Buyers in the market for a new car are now facing several barriers as a result of the continued supply deficit of new and used vehicles for sale, including fewer selections, longer wait times, and higher pricing.
Toronto-based Veronica Negro said her recent experience purchasing a new vehicle to replace her used Honda Civic after a crash was a challenge.
She told CTV News that her insurance wasn’t able to match the price of her old car, not to mention the limited supply of cars actually available, which led to her having to water down her choices. In the end, she had to recruit her father’s help to find a new car.
“I kind of figured that it would be a bit of a challenge, but not to the extent that my dad is telling me he is waiting in lines for me,” she said.
“And by the time he gets to the front, the car is gone.
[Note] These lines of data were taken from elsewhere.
PR #1269, opened 2016-02-10
(FACT-1317) Fix string values that look like booleans

MikaelSmith:
YAML will read boolean strings as boolean types. When the schema states
the Fact type is a string, we should ensure it's read as a string by
YAML parsers. Quote any boolean literal representation in a
string_value.

Also fix a prior mistake in the verify_facts acceptance test, which no
longer needs to check for boolean classes for a string.

### DIFF
--- a/acceptance/tests/verify_facts.rb
+++ b/acceptance/tests/verify_facts.rb
@@ -29,7 +29,7 @@ def validate_fact(name, node, fact_value, hidden)
               # YAML-CPP seems to drop the decimal whenever it feels like it, so just match Int too.
               fact_value.is_a? Float or fact_value.is_a? Integer or fact_value.to_s =~ /^(\.inf|\.nan|-\.inf)$/
             when 'string'
-              fact_value.is_a? String or fact_value.is_a? TrueValue or fact_value.is_a? FalseValue
+              fact_value.is_a? String
             when 'ip'
               fact_value.is_a? String and fact_value =~ @ip_pattern
             when 'ip6'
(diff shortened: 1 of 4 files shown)


joshcooper:
Looks like travis is complaining about trailing white space:

```
/home/travis/build/puppetlabs/facter/lib/src/util/string.cc:124:  Line ends in whitespace.  Consider deleting these extra spaces.  [whitespace/end_of_line] [4]
```

joshcooper:
For ruby 2.1.5p273, `YAML.load` doesn't parse single character `y|n` as boolean. I don't know if that we care or if it depends on a particular yaml version.

```
irb(main):012:0> inputs = "y|Y|yes|Yes|YES|n|N|no|No|NO|true|True|TRUE|false|False|FALSE|on|On|ON|off|Off|OFF".split('|')
=> ["y", "Y", "yes", "Yes", "YES", "n", "N", "no", "No", "NO", "true", "True", "TRUE", "false", "False", "FALSE", "on", "On", "ON", "off", "Off", "OFF"]
irb(main):013:0> outputs = inputs.select {|value| YAML.load(value).is_a?(TrueClass) }
=> ["yes", "Yes", "YES", "true", "True", "TRUE", "on", "On", "ON"]
irb(main):014:0> inputs - outputs
=> ["y", "Y", "n", "N", "no", "No", "NO", "false", "False", "FALSE", "off", "Off", "OFF"]
```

It felt more like an auction than a car dealership.”
Sellers say they’re struggling to keep up with demand. In the used car lot at Toronto Auto Group, inventory is down to 550 vehicles, when the stock is usually supposed to be around 850.
“(There is) no supply whatsoever, and it is a problem,” said Neil Puri, the president and CEO of Toronto Auto Group.
WHAT IS CAUSING THE SHORTAGE?
Experts say that supply chain issues affecting many industries are to blame for the car shortage in Canada.
“Chip shortages (and) supply chain disruptions caused car manufacturers to produce fewer cars in the last couple of years,” Baris Akyurek, the director of analytics at AutoTrader.ca, told CTV News.
The shortage of new vehicles is driving up the average price of used vehicles as well. According to the AutoTrader Price Index Report, a new car costs on average $53,000, up 17 per cent from a year ago, while a used one now costs $37,000 on average, up a staggering 38 per cent.
A new survey for Rates.ca in April shows that over 40 per cent of Canadians have changed their plans to purchase a vehicle due to the shortage of new ones and the rising prices of used vehicles.
Those looking to purchase electric cars will also likely face hurdles.
Halifax-based electric vehicle salesperson Jeremie Bernardin said he’s noticed a recent explosion of interest in zero-emission vehicles, but that the wait times can be as long as three years, depending on the manufacturer and the dealership.
In March 2021, a report commissioned by Transport Canada found that more than half of Canadian dealerships had no electric vehicles in stock.
The report also found that wait times exceeded six months at 31 per cent of dealerships that had no zero-emission cars in their inventory.